## [Work required]
Could you filter the material and copy every line where the word "simpler" occurs?

☆ ☆ ☆ ☆ ☆

PR #1136, opened 2018-05-20
Handle running on GCP transparently

jskeet:


src/NodaTime.Web/Providers/GoogleCredentialProvider.cs
```diff
@@ -16,14 +16,25 @@ public class GoogleCredentialProvider
     {
         public static GoogleCredential FetchCredential(IConfiguration configuration)
         {
+            string foo = configuration["foo"];
```
malcolmr: Um?

jskeet: Whoops. That's left over as a test that the indexer returns null if the key's not found. Will remove :)

PR #1137, opened 2018-05-21
Remove test variable and add a TODO

jskeet:


src/NodaTime.Web/Providers/GoogleCredentialProvider.cs
```diff
@@ -30,6 +29,7 @@ public static GoogleCredential FetchCredential(IConfiguration configuration)
 
             // But if none of the environment variables has been specified, expect that
             // we're running on Google Cloud Platform with implicit credentials.
+            // TODO: Autodetect if we're on GCP and only use the default credentials then.
```
malcolmr: I'm not sure this is true: running locally is a use case where we generally also want to use the default credentials.

(That's why we introduced `GOOGLE_APPLICATION_CREDENTIALS`. Now that the Azure configuration is optional, we could also remove L19-24 above, and use this fallback. Unless there are cases where you want to use the default credentials where the Azure variables are _also_ available?)

jskeet: Sorry, yes - this was meant to be "if we don't have the environment variable set, check that we really are on GCP". Basically four options:

- GOOGLE_APPLICATION_CREDENTIALS defined: use that
- Settings for Azure Key Value: use those
- No environment variables, but running on GCP: default credentials
- None of the above? Go bang with a decent exception

malcolmr: That's alright, that's how I read it.

What I was thinking of was the simpler (but perhaps more opaque):

* Settings for Azure KeyVault: use those
* otherwise use default credentials

... but your plan is good too :)

PR #1150, opened 2018-05-31
Update .NET Core SDK to 2.1.300

jskeet:
(Aka .NET Core 2.1)

This should improve build times, and let us benchmark .NET Core 2.0 vs .NET Core 2.1 easily.

(This may well fail on AppVeyor initially. Will need to decide whether to merge anyway to unblock benchmarks...)


jskeet:
Looks like we need to wait for Travis scripts to be updated too. Will have another look in a week...

.travis.yml
```diff
@@ -3,7 +3,7 @@
 # TODO: Test against Mono as well, using matrix.include
 language: csharp
 mono: none
-dotnet: 2.1.101
+dotnet: 2.1
```
malcolmr: According to https://docs.travis-ci.com/user/languages/csharp/#.NET-Core, Travis actually wants the SDK version here. Maybe try `2.1.300`?

jskeet: Tried that earlier. There are problems, basically. https://github.com/travis-ci/travis-ci/issues/9684 is the relevant Travis issue - I'm sure it'll be resolved swiftly :)

jskeet:
Travis looks like it's now working. AppVeyor isn't yet; I'll keep an eye on https://github.com/appveyor/ci/issues/2373

I may well merge when Travis goes green though.

PR #1160, opened 2018-06-05
(Experimental) A couple of optimizations

jskeet:
Advice welcome on the second commit. (The first is trivial.)

- Can you think of useful benchmarks that might show this to be a good thing?
- If we can't detect any benefit but suspect there should be one, does it make sense to merge?

I was planning on merging to see whether the benchmarks *do* show anything.


jskeet:
Ack. Will merge and we can have a look at the results tomorrow.

PR #1163, opened 2018-06-10
Reformat the layout file slightly

jskeet:


jskeet:
Note that there's a downside here, in that when the HTML is rendered it will be "double-indented" for the bits that are per-environment. I suspect we've got a lot of that effect anyway in Razor - let's focus on usability when writing the code rather than the HTML.

PR #1172, opened 2018-06-12
Add Try .NET to the Recipes page

jskeet:


src/NodaTime.Web/Views/Shared/_Layout.cshtml
```diff
@@ -132,6 +132,7 @@
         <script src="/js/foundation/foundation.topbar.js"></script>
         <script src="/js/highlight.pack.js"></script>
         <script src="/js/nuget-button.js"></script>
+        <script src="/js/trydotnet.js"></script>
```
malcolmr: I think you'll also have to add it somewhere so that it gets built into the minified version, won't you?

PR #1179, opened 2018-06-16
Experimental change to OffsetDateTime

jskeet:
This used to affect performance, but that was before readonly
structs etc. The code is definitely simpler using LocalDate.

Next step would be to try to use OffsetTime instead of the long, but
that's more complicated. Let's see what the performance impact of
this is first.

### DIFF
--- a/src/NodaTime/Instant.cs
+++ b/src/NodaTime/Instant.cs
@@ -670,8 +670,7 @@ namespace NodaTime
         public ZonedDateTime InUtc()
         {
             // Bypass any determination of offset and arithmetic, as we know the offset is zero.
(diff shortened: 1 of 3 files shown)


jskeet:
For .NET Core, there's no significant difference with this PR.
For .NET 4.6.1, the "before" code is much faster for Year/Month/Day etc, but slower for Date. But the difference is between (say) 0.3ns and 0.01ns... so it's pretty fast either way. (On .NET Core it's about 1.5ns.)

Optimizing for .NET 4.6.1's inlining (which I assume this is) makes sense where there's no readability benefit either way, but I think the change here is worth the loss in performance for clarity. We might want to see where else uses YearMonthDayCalendar and could use LocalDate instead.

I'll start looking at using OffsetTime for the other part of OffsetDateTime, at which point it would be a much simpler struct.

PR #1947, opened 2020-07-22
Fixed compare top words

### LINKED ISSUE #1924: Comparative word clouds missing from Explorer
It looks like the comparative word clouds are missing from Explorer. When I scroll from the word space model to the themes, there's text saying "error" off to the side and no comparative word clouds. (Regular word clouds at the top of the 'language' tab are working.) 

Screen Shot 2020-06-26 at 11 28 59 AM

dsjen:
Fixes #1924 

This reinstates the word cloud comparisons and updates the error message. It looks like the error stemmed from a change in the `results`. It appears to be an dict and all the code was expecting an array. I also removed the `OrderedWordCloud` in the case that there isn't a `rightQuery`. I don't see how this is possible and suspect that this is old code.

**2 Queries**
Screen Shot 2020-07-22 at 3 48 45 PM

**More than two queries**
Screen Shot 2020-07-22 at 3 50 05 PM

**Error message**
Screen Shot 2020-07-22 at 4 06 54 PM


dsjen:
No worries! I thought it was really neat to see back in action.

PR #1949, opened 2020-07-23
Replaced 2016 with 2020 US Partisanship Sets

### LINKED ISSUE #1931: Update featured partisan sources in collections search tool
The front end marks only certain tags to be returned as collections in the source/collection search tool. Currently `tag_sets_id = 1959` is the partisan sets. We should remove those tags and instead return the tags from `tag_sets_id = 15765109`

The new partisan tags should be added to the 'featured collections' screen in the collection search tool.

TODOs:
- [ ] Added 2020 tag set to featured list
- [ ] Rename 2016 tag set to include "2016" on them

dsjen:
Fixes #1931


dsjen:
Thanks! When this is deployed, I'll definitely try to clear the redis cache to make sure my permissions work!

PR #1962, opened 2020-08-06
Updated featured pub state collections, fixed search title

### LINKED ISSUE #1935: MediaPicker may not show Pub State results correctly
queries on Pub State like "massachussets" or "georgia" result in 0 results.

also, below is a a typo that sometimes shows up

Screen Shot 2020-07-10 at 7 58 48 PM

dsjen:
Fixes #1935

I've updated the Massachusetts, California, and Georgia collections to point to the state and local version of each. The previous ones contained no sources.

The other changes I made was to fix the `null` that was appearing in the media picker search results. This happens when searching with a new tag (after the first one). I'll mark in the file where the key change was.

**New**
Screen Shot 2020-08-06 at 12 54 47 PM

**Old**
Screen Shot 2020-08-06 at 12 55 50 PM


src/components/common/mediaPicker/results/SourceSearchResultsContainer.js
```diff
@@ -180,36 +175,42 @@ class SourceSearchResultsContainer extends React.Component {
...
           if (sourceResults.args.tags) { // correlate searched tag ids with objects so we can display the labels
-            if (!previouslySearchedTags[i]) previouslySearchedTags[i] = [];
-            previouslySearchedTags[i] = obj.map(t => ( // if in tags, it is selected, so reflect this
-              sourceResults.args.tags.indexOf(t.tags_id) > -1 ? ({ ...t, selected: true }) : ''
-            ));
+            if (!previouslySearchedTags[i]) {
+              previouslySearchedTags[i] = [];
+            }
+            previouslySearchedTags[i] = tag
+              .filter(t => sourceResults.args.tags.indexOf(t.tags_id) > -1)
```
dsjen, line 193: Filtering the results was key to fixing the `null`. Previously, this was inserting an empty string, which was converted into `null` in `explorerUtils::stringifyTags()`.

cindyloo: nice and thanks! it's hairy in there

dsjen: So many things to consider!

PR #1968, opened 2020-08-11
Remove all static tags and switch to discovery-based process

### LINKED ISSUE #1961: Build generic solution for required tags and tag-sets
We have a number of tags and tag-sets that are hard-coded into our system, and are needed to make the UI work. We should:

- [x]  list these tags and tag-sets that need to be hard-coded
- [x]  figure out which are required
- [x] come up with some generic solution that centralizes them and allows them to be customized for a different install (which will have different `tags_id` and `tag_sets_id` values)

Related to #1960.

rahulbot:
We have static tag IDs scattered throughout our code as constants. However, these only work on our primary install of Media Cloud. To remedy this, I've created a discovery-based approach that relies on well-know tag names. Anyone installing media cloud will need to make sure those tag / tag-set names are in their database. Based on those names, the relevant `tags_id` and `tag_sets_id` values will be discovered by the server (in `tags.py`) and relayed over to be used in the front end (in `state.system.staticTags`.

This code isn't complicated, but touched a lot of different parts of our system. I've clicked around, but it is very likely I got a few of these spots adapted incorrectly because there were just so many of them. Please review my overall approach, but also checkout and click around each tool or spots you think are particularly brittle.

I'll continue to commit fixes as I find them. This fixes #1961.


dsjen:
This is really interesting and helps to simplify the codebase! I'm still looking through it and will get it running soon, but I wanted to let you know I've got eyes on this PR. Sorry it's been languishing here!

dsjen:
How about disabling it just for the file by adding disable comment, e.g. https://github.com/mitmedialab/MediaCloud-Web-Tools/blob/443a6c8609c2879d51c722ae647f673a6267cfd1/server/platforms/test/test_web_google.py#L1

Thanks!

dsjen:
FYI, I'm getting an error when clicking on the "versions" tab in topic mapper on this branch:

```
  File "/Users/dsjen/development/MediaCloud-Web-Tools/server/views/topics/stories.py", line 234, in story_counts_by_snapshot
    tag_util.TagDiscoverer.is_spidered_story_tag))['count']
AttributeError: type object 'TagDiscoverer' has no attribute 'is_spidered_story_tag'
```

dsjen:
I tested out the media picker in Explorer and see a problem with search. In the "Geographic Collections" tab, when I search for "united states," I get 0 results. When switching back to the main branch I see 20 results.

dsjen:
Thank you for fixing that! Sorry for the slow trickle, but I found another one on the "Suggest A Source" page. In the last field, "Search for collections", no results are returned. I tried this out on this branch (nothing returns results) and the `main` branch (get results).

dsjen:
Thank you! I clicked around on all apps and found one error on source manager at `#/collections/media-cloud`

```
Warning: Failed prop type: The prop `collectionSets` is marked as required in `MCCollectionListContainer`, but its value is `undefined`.
```

I'm so sorry for another issue trickling into this and hope that it's not too annoying. I hope with my extensive clicking around that this is the last bug. Thank you!

esirK:
Thank you for this it solves Issues I'm having with my deployment. Is it safe to say it's ready for merging? If not, could you share with me the tags I would need to create manually? e.g I've noticed requests to ` /api/v2/tag_sets/single/1935`

dsjen:
Yes, please do!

☆ ☆ ☆ ☆ ☆

## [The answer]
What I was thinking of was the simpler (but perhaps more opaque):
structs etc. The code is definitely simpler using LocalDate.
I'll start looking at using OffsetTime for the other part of OffsetDateTime, at which point it would be a much simpler struct.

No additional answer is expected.